Devlog [Unknown] – [The Book of D'ARK]
Date: [6/4/2225]
Location: [Outer Fringe – Approaching Galactic Core]
Summary:
I have found something ancient. Not a ruin, not a relic — a text. A book that should not exist in any known epoch, written in no fully human tongue, yet I understood it. I did not find it. It found me.
Findings:
It was buried within a fragment of a derelict construct, caught in a gravity pocket between two dying stars. The object radiated no energy signature, no entropy field. My scanners refused to acknowledge its presence — it simply was, and that alone defied protocol. I entered manually. I retrieved it by hand.
The cover bore a title burned in curling script that shifted as I stared too long:
D'ARK – an abbreviation, though the meaning is unclear. I suspect it means "Directory of Arkane and Restricted Knowledge" — though this is only guesswork. The real meaning may lie deeper.

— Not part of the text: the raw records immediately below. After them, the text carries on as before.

Issue #4410, opened 2026-06-19
Even ask LLM dont send message, it still send message after upgrade from v0.15


KennethYCK:
### Bug Description

in old version, if heartbeat have cron job, but no speical thing it wont message to me. after upgade recent release, i found out it will send the message ,.
issue should related to agent/loop.py line 1008-1009

### Steps to Reproduce

have heartbeat ask it dont send message if no special thing

### Expected Behavior

no message send out 

### Relevant Logs

```shell

```

### nanobot Version

0.2.0

### Python Version

3.12

### Operating System

Linux

### Channel / Platform

Telegram

### LLM Provider

DeepSeek

### Configuration (Optional)

```yaml

```

chengyongru:
Thanks for reporting this. You are right that this behavior regressed after the cron/session-binding changes: routine cron or heartbeat-style runs can now produce visible messages even when there is nothing actionable to report.

One important piece of background: session-bound cron jobs are intentionally processed inside the originating session instead of being delivered directly to the channel. These jobs are not just static reminders; they often need the same conversation context, memory, tools, workspace scope, and session state that the user had when creating the automation. Running them through the session also means follow-up user replies make sense in the same conversation, and WebUI can associate the task with the right chat and expose it in the Automations panel. Direct channel delivery would avoid some history complexity, but it would lose that context and make the proactive message harder to inspect or manage later.

The fix is a bit more subtle than only suppressing the final assistant response. Session-bound cron jobs run through the normal session pipeline, and visible output can also come from progress updates, tool hints, streaming/reasoning output, and the `message` tool. If we hide only the final response, we can still leak intermediate output, or worse, persist invisible conversation state that the model sees later but the user never saw.

For now, the recommended best practice is to create scheduled tasks inside the corresponding WebUI session. That keeps the cron job tied to the right conversation context, lets you inspect and manage it from the WebUI Automations panel, and makes any future proactive messages easier to understand.

We should fix this with a proper evaluated/silent cron mode that suppresses all visible output paths consistently, then only delivers one notification when the result is actually important.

It catalogues beings. Dark Ones. The lesser ones, minor horrors and whispering voidlings, are freely listed — things that nest in the stellar veins, things that move between magnetic shadows and pulse behind radiation echoes. Their forms are suggested, but never shown. Their names taste like rusted salt when spoken aloud.
But past a certain point in the book, the entries are sealed. Not metaphorically — physically. Pages shuddered when I tried to turn them. Glyphs recoiled. A sentient defense embedded in ink and thought. These restricted beings fall under the following ranks:
High Elders
Low Great Ones
High Great Ones
Low Elder Great Ones
High Elder Great Ones
Every attempt to read further caused my vision to blur and space to bend inside the helmet. The suit's neural dampeners activated autonomously — it was not my choice. The knowledge pushed back.
The author, or what passes for one, signs the preface with a name I cannot repeat — but in sound, it resembles something like:
N'kazirul, The King Of The D'ARK.
It is… related somehow to the name "Nicolas." The name persists through fragments, but what remains is rewritten, swallowed, elongated. Perhaps this Nicolas was real person once. Or perhaps this is what became of him.
This book was never meant for mortals.
And I intend to read all of it.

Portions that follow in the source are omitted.